脳出血で障害厚生年金1級が認められたケース

男性(40代/休職中)
傷病名:脳出血
決定した年金種類と等級:障害厚生年金1級
受給金額:年額1,892,341円

相談時の状況

お姉様が来所されました。弟様は脳出血により重度の麻痺状態となってしまい、現在施設で生活されているそうです。勤務先から障害年金を紹介されましたが、制度自体が複雑で理解が難しいこと、また、遠方にお住まいのお姉様が手続きを行う時間的余裕がないこと等から、当センターにご相談に来られました。

社労士による見解

障害年金の申請を行うために必要な書類は数が多く、且つ各書類の内容が適切で、整合性が取れているものでなければなりません。

ただ書類を揃えて提出すればいいわけではない為、代理の方が申請を行う際には非常に多くの時間と労力が必要となります。さらにこの方の場合は、障害認定日の特例に該当する可能性、傷病手当金との兼ね合い等々、検討が必要な点も多々あり、介護施設、勤務先等と適宜やりとりをしながら進める必要がありました。

これら全てを、遠方にお住まいのご家族が、ご自身の生活やお仕事の傍らで行うことはほぼ不可能に近いのではないかと思います。公的年金ではあるものの、申請にあたって専門知識と時間的余裕が必要となるのが現状の障害年金制度です。
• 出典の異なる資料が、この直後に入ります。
PR #134, opened 2022-02-23
SNOW-515458 Fix min/max for binary datatype

sfc-gh-mnaides:
Add correctly encoded min/max info for BINARY type


sfc-gh-tjones (approved):
Debugged with Matt over Slack and saw the fix work, ship it!

PR #135, opened 2022-02-28
SNOW-552292 fix max string ep info when the string is truncated

sfc-gh-mnaides:
We were not correctly truncating the max string EP information in most cases


sfc-gh-tjones (approved):
Nice find and fix!

PR #137, opened 2022-03-03
Debug submit flush task only when isNeedFlush is true to avoid loggin…

sfc-gh-japatel:
…g too many times in DEBUG mode

### DIFF
--- a/src/main/java/net/snowflake/ingest/streaming/internal/FlushService.java
+++ b/src/main/java/net/snowflake/ingest/streaming/internal/FlushService.java
@@ -207,7 +207,7 @@ class FlushService {
         () -> {
           if (this.isNeedFlush) {
             logger.logDebug(
-                "Submit flush task on client={}, isForce={}, isNeedFlush={}, timeDiffMillis={},"
+                "Submit forced or ad-hoc flush task on client={}, isForce={}, isNeedFlush={}, timeDiffMillis={},"
                     + " currentDiffMillis={}",
                 this.owningClient.getName(),
                 isForce,
--- a/src/main/java/net/snowflake/ingest/streaming/internal/FlushService.java
+++ b/src/main/java/net/snowflake/ingest/streaming/internal/FlushService.java
@@ -205,10 +205,10 @@ class FlushService {
   private CompletableFuture<Void> distributeFlush(boolean isForce, long timeDiffMillis) {
     return CompletableFuture.runAsync(
         () -> {
-          if (this.isNeedFlush) {
+          if (this.isNeedFlush || isForce) {
             logger.logDebug(
-                "Submit forced or ad-hoc flush task on client={}, isForce={}, isNeedFlush={}, timeDiffMillis={},"
-                    + " currentDiffMillis={}",
+                "Submit forced or ad-hoc flush task on client={}, isForce={}, isNeedFlush={},"
+                    + " timeDiffMillis={}, currentDiffMillis={}",
                 this.owningClient.getName(),
                 isForce,
                 this.isNeedFlush,
--- a/src/main/java/net/snowflake/ingest/streaming/internal/FlushService.java
+++ b/src/main/java/net/snowflake/ingest/streaming/internal/FlushService.java
@@ -205,22 +205,32 @@ class FlushService {
   private CompletableFuture<Void> distributeFlush(boolean isForce, long timeDiffMillis) {
     return CompletableFuture.runAsync(
         () -> {
-          if (this.isNeedFlush || isForce) {
-            logger.logDebug(
-                "Submit forced or ad-hoc flush task on client={}, isForce={}, isNeedFlush={},"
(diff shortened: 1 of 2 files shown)


src/main/java/net/snowflake/ingest/streaming/internal/FlushService.java
```diff
@@ -205,15 +205,16 @@ String getFilePath() {
...
-          logger.logDebug(
-              "Submit flush task on client={}, isForce={}, isNeedFlush={}, timeDiffMillis={},"
-                  + " currentDiffMillis={}",
-              this.owningClient.getName(),
-              isForce,
-              this.isNeedFlush,
-              timeDiffMillis,
-              System.currentTimeMillis() - this.lastFlushTime);
-
+          if (this.isNeedFlush) {
```
sfc-gh-mnaides, line 208: This will cause us to not debug log flushes triggered by channel closing and the minimum time interval.  Is there a specific issue you're running into here filtering out time based flushes?

sfc-gh-japatel: I think the only reason is the noisy nature/frequency of this. 
Many times when we ask customer to enable debug logging for debugging issues. 

In case of closing I think `isForce`= true, I can add a check if isForce is also true so if either of them is true, we should log. WDYT?

sfc-gh-mnaides: I lean towards keeping it as it is.  This change would remove one debug log line every second which doesn't seem super noisy to me for a debug line

sfc-gh-japatel: I see one more reason is:
1. I deleted the connector and the API it invokes is same when the rebalance tries to close all partition. During KC partition close, lets say I dont need to close client but during connector close(Delete), I do need to close client. 
2. Not closing a client will continue to see this debug log which might be confusing to customers. 

One other work around is to close client also during rebalance..

src/main/java/net/snowflake/ingest/streaming/internal/FlushService.java
```diff
@@ -205,15 +205,16 @@ String getFilePath() {
...
+            logger.logDebug(
+                "Submit flush task on client={}, isForce={}, isNeedFlush={}, timeDiffMillis={},"
```
sfc-gh-tzhang, line 210:
```suggestion
                "Submit forced or ad-hoc flush task on client={}, isForce={}, isNeedFlush={}, timeDiffMillis={},"
```

src/main/java/net/snowflake/ingest/streaming/internal/FlushService.java
sfc-gh-mnaides: For a compromise, could we add a parameter that would allow power users to suppress this log line in the way you've outlined but leave the log as is by default?

sfc-gh-tzhang: No objection on removing it, as it may not be very useful, the only thing we will miss is the ability to determine whether the worker has stopped or not

sfc-gh-tzhang (approved):

sfc-gh-tzhang:
Please make sure to conclude with @sfc-gh-mnaides before merging, thanks!

src/main/java/net/snowflake/ingest/streaming/internal/FlushService.java
sfc-gh-japatel: This is how I have set the logger for snowflake ingest
log4j.logger.net.snowflake=DEBUG
We can also set at class level
log4j.logger.net.snowflake.ingest.streaming.internal.FlushService=DEBUG


Or on a completely different level, should I just trace it?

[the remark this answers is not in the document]
sfc-gh-japatel: Yes, https://github.com/snowflakedb/snowflake-ingest-java/pull/137/files#r818974931

sfc-gh-mnaides: I'm fine with dropping it to Trace but logging every flush

src/main/java/net/snowflake/ingest/streaming/internal/FlushService.java
```diff
@@ -222,6 +214,25 @@ String getFilePath() {
         this.flushWorker);
   }
 
+  /** If tracing is enabled, print always else, check if it needs flush or is forceful. */
+  private void logFlushTask(boolean isForce, long timeDiffMillis) {
```
sfc-gh-japatel, line 218: Hi @sfc-gh-mnaides let me know if this sounds good! trace everything, if DEBUG, only during isNeedFlush and isForce..

sfc-gh-mnaides (approved):

PR #142, opened 2022-03-08
SNOW-556588 Make timestamp test more robust

sfc-gh-mnaides:
Different test accounts have returned different date string formats.  This makes our test robust against different returned formats


sfc-gh-tzhang (approved):
lgtm, would be good to add a short description in the PR to explain why this is needed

まずは専門家にご相談ください。

受任してから申請までに行ったこと

ご相談に来られた時点では、初診日から1年6か月を経過していませんでした。

本来であれば、初診日から1年6か月を経過した日=障害認定日となり、そこから障害年金の申請が可能となりますが、脳血管疾患の場合は、初診日から少なくとも6か月以上経過し、且つ症状固定であることが認められれば、そこから申請が可能となる障害認定日の特例があります。

入所中の施設の担当者に連絡をし、症状が固定した状態かどうか、医師に確認してくださるよう依頼しました。医師からの回答は、「現時点で症状は固定していない」とのこと。従って、初診日から1年6か月が経過した時点で診断書を作成していただき(1年6か月が経過するまでの期間で、受診状況等証明書の作成を済ませました)、障害認定日請求を行いました。

結果

障害厚生年金1級の受給が決定しました。